All of my posts this week have been related to RA training. And that is probably because I literally have no time for anything else.
I wake up, eat, sleep, breathe, eat again, ice break, all day long.
Today we had diversity training. Whenever I say diversity training I think of the office. That show is so wonderful.
Anyways, one of the activities that we had to do for diversity training was to make a pack of cards to symbolize the hand that you are dealt when you come into this world. Then we were to pair up and explain our hand with someone else for 5 minutes while the other individual sat in complete silence.
I shared things with my staff that I have never shared with even some of my closest friends.
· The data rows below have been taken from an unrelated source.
PR #298, opened 2022-08-01
remove duplicate function for blackbox generation, add message printi…

geoalgo:
…ng reference to cite when generating them for the first time, log blackbox metadata, use cumulative time consistently in blackboxes

*Description of changes:* This is a clean-up PR on blackboxes that removes some duplication for user when writing recipes to generate them from scratch with a parent class.

In addition, this PR completely removes the "time_ressource_attr" and just use cumulative time everywhere as it is just simpler from a user perspective. 

Because we log the metadata, we would also be able to load the blackboxes without needing to specify what are columns for error/runtime (would be done in a separate PR to avoid making too many changes at once).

I spoke openly about my struggles with body image, extreme diets, and not feeling good in my own skin. I think that actually inviting people in to see my struggles opened their eyes to seeing a whole new side to me that I would not normally show off. I like to think of myself as strong and would hate to admit weakness to myself, let alone another individual.
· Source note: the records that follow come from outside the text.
PR #308, opened 2022-08-08
Fix for wait_trial_completion

wistuba:
There was a bug in the logic. Furthermore, disabled it by default.

### DIFF
--- a/benchmarking/__init__.py
+++ b/benchmarking/__init__.py
@@ -1,0 +1,12 @@
+# Copyright 2021 Amazon.com, Inc. or its affiliates. All Rights Reserved.
+#
+# Licensed under the Apache License, Version 2.0 (the "License").
+# You may not use this file except in compliance with the License.
+# A copy of the License is located at
+#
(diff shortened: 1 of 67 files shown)


syne_tune/tuner.py
```diff
@@ -168,7 +168,11 @@ def run(self):
             config_space_exhausted = False
             stop_condition_reached = self._stop_condition()
 
-            while not stop_condition_reached:
+            while (
```
geoalgo, line 171: Could you name the boolean variable and add a comment explaining the logic? For instance:
```suggestion
            # we stop when either the stop condition is reached or when all trials are done if the wait_trial_completion is activated
            should_stop = stop_condition_reached or self.wait_trial_completion_when_stopping and len(running_trials_ids) > 0
            while should_stop:
```

geoalgo (commented):
LGTM, only have a a small comment on the readability.

geoalgo:
FYI, something seems off with your latest commit as the diff is empty.

geoalgo:
I see the other PR now, you can ignore my last comment.

PR #314, opened 2022-08-15
Differential Evolution Hyperband (DEHB)

mseeger:
*Issue #, if available:*

*Description of changes:*


syne_tune/optimizer/schedulers/synchronous/dehb.py
```diff
@@ -0,0 +1,736 @@
...
+        self.mode = kwargs["mode"]
+        self.max_resource_attr = kwargs.get("max_resource_attr")
+        self._resource_attr = kwargs["resource_attr"]
+        self.mutation_factor = kwargs["mutation_factor"]
+        self.crossover_probability = kwargs["crossover_probability"]
+        self._support_pause_resume = kwargs["support_pause_resume"]
+        # Generator for random seeds
+        random_seed = kwargs.get("random_seed")
+        if random_seed is None:
+            random_seed = np.random.randint(0, 2**32)
```
wistuba, line 244: `get` allows you to provide a default value as the second param: `get("random_seed", np.random.randint(0, 2**32))`.

syne_tune/optimizer/schedulers/synchronous/hyperband_bracket.py
```diff
@@ -91,16 +77,17 @@ def assert_check_rungs(rungs: List[Tuple[int, int]]):
             [-x for x in sizes]
         ), f"Rung sizes {sizes} are not decreasing"
 
-    def is_bracket_complete(self) -> bool:
-        return self.current_rung >= self.num_rungs
-
     @property
     def num_rungs(self) -> int:
-        return len(self._rungs)
+        raise NotImplementedError
```
wistuba, line 82: not sure I understand. is this an abstract class or why don't we implement this function anymore? If yes, I'd make this class abstract as well.

syne_tune/optimizer/schedulers/synchronous/hyperband_impl.py
```diff
@@ -61,9 +63,9 @@ class SynchronousGeometricHyperbandScheduler(SynchronousHyperbandScheduler):
         :class:`FIFOScheduler`. Must be positive int larger than
         `grace_period`. If this is not given, it is inferred like in
         :class:`FIFOScheduler`.
-    brackets : int
-        Number of brackets to be used. The value 1 corresponds to successive
-        halving. Is capped to the largest number of supported brackets.
+    brackets : int (optional)
+        Number of brackets to be used. The default is to use the maximum
```
wistuba, line 67: what is "maximum number of brackets"? this seems to be a breaking API change. Is there a way how we communicate this?

syne_tune/optimizer/schedulers/synchronous/hyperband_rung_system.py
```diff
@@ -98,10 +105,10 @@ def geometric(
...
             rungs.append((int(np.ceil(pre_fact)), max_resource))
             rung_systems.append(rungs)
-        parts = [
-            f"Bracket {i}: rungs = {rungs}" for i, rungs in enumerate(rung_systems)
-        ]
-        logger.info("\n".join(parts))
+        # parts = [
+        #     f"Bracket {i}: rungs = {rungs}" for i, rungs in enumerate(rung_systems)
+        # ]
+        # logger.info("\n".join(parts))
```
wistuba, line 111: delete?

tst/test_schedulers.py
```diff
@@ -134,6 +143,14 @@ def test_sync_scheduler(searcher, mode):
...
         random_seed=random_seed,
     )
+    if scheduler == "hb":
+        myscheduler = SynchronousGeometricHyperbandScheduler(
+            config_space, **scheduler_kwargs
+        )
+    else:
+        myscheduler = GeometricDifferentialEvolutionHyperbandScheduler(
+            config_space, **scheduler_kwargs
+        )
```
wistuba, line 153: nit: you could add the class names directly into parametrize and then you would not need to have this distinction here

wistuba (commented):
General comment, not limited to this PR: maybe we can have a general benchmarking script. It does not seem scalable if many new optimizers come with their own benchmarking script. At least we should make sure not to copy the same code over and over again. Some code reuse would be great.

mseeger:
I am all for a general benchmarking script, but it may be difficult, because it would come with many CL args.

syne_tune/optimizer/schedulers/synchronous/dehb.py
mseeger: This is a tricky one. If kwargs contains 'random_seed', but the value is None, get returns None. It only returns the default if the key is not there.

syne_tune/optimizer/schedulers/synchronous/hyperband_bracket.py
mseeger: Yes, SynchronousBracket is abstract. I am avoiding using abc, abstractmethod, etc, because this has downsides (I had serialization errors), and I find abc to be overkill, it is enough to just raise NotImplementedError.

syne_tune/optimizer/schedulers/synchronous/hyperband_impl.py
mseeger: I think this just changed the docstring to make it exact. Also in the paper, if you do not pass brackets, it will be set to the max value possible, which is the total number of rungs.

The first bracket always contains all rungs, and subsequent ones always have one rung less (they drop the front ones).

This is the default for *synchronous* HB. For async HB, the default is to have 1 bracket. This is because empirically, async works quite well with 1 bracket (even though maybe Hyper-Tune may do better), but sync HB works better with >1 bracket.

syne_tune/optimizer/schedulers/synchronous/hyperband_rung_system.py
mseeger: ok

tst/test_schedulers.py
mseeger: ok

syne_tune/optimizer/schedulers/synchronous/hyperband_impl.py
wistuba: In L35 you removed the default bracket value of 1, now changing it to a different value. I'm all open for that but from my own experience it is a bit annoying if defaults keep changing.

wistuba (approved):
I'm not super familiar with the Hyperband code but from what I understand, it looks ok.

syne_tune/optimizer/schedulers/synchronous/hyperband_impl.py
mseeger: You are right, I was missing that.

geoalgo (commented):
There are a few files/classes that seems duplicated in this PR but could be imported instead, for instance `MethodArguments`, all methods in `methods` dict but DEHB, benchmark definitions, `benchmark_main.py`, `launch_remote.py`. 

Would it be possible to import the definitions/classes when possible to avoid duplicating them?

mseeger:
OK. The definitions are somewhat different. What I can do is to extend MethodArguments in benchmark_automl, and then use the extended one in benchmark_dehb.

mseeger:
But I will not import Methods from benchmark_automl, because it is too different. For example, BOHB means async BOHB in automl, but sync BOHB in dehb.

mseeger:
OK: #321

Talking about my body image issue was a first for me. I have dealt with this problem since I was in the fifth grade (because when you are 5’5″ and 10 years old you can feel a little self-conscious).
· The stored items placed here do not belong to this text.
PR #597, opened 2024-01-05
Fix #594: create installer for beamsim jupyter scientific packages

### LINKED ISSUE #594: create beamsim-jupyter installer

e-carlin:
Dependencies like jupyterhub are still installed in container-beamsim-jupyter/container-conf/buid.sh. But, all scientific packages (ex tensorflow) are now installed here.

This makes it easy to see everything in one place and make decisisions to handle gpu vs cpu.

In addition, tensorflow was updated. We now just install tensorflow and have pip handle the dependencies. The previous behavior of installing dependencies ourselves was to get around a bug we now hope is resolved.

Knowing that my staff listened to me empathetically and did not treat me any differently felt wonderfully. I opened up. That was also wonderful and probably is my happy moment of the day.
I also made cocoa peanut butter oatmeal. That was yummy 🙂
I’m still working on my body image, but I know that I have people out there who love me just because I am me.
The girl who listens to French music and enjoys the comedic stylings of Kevin Heart.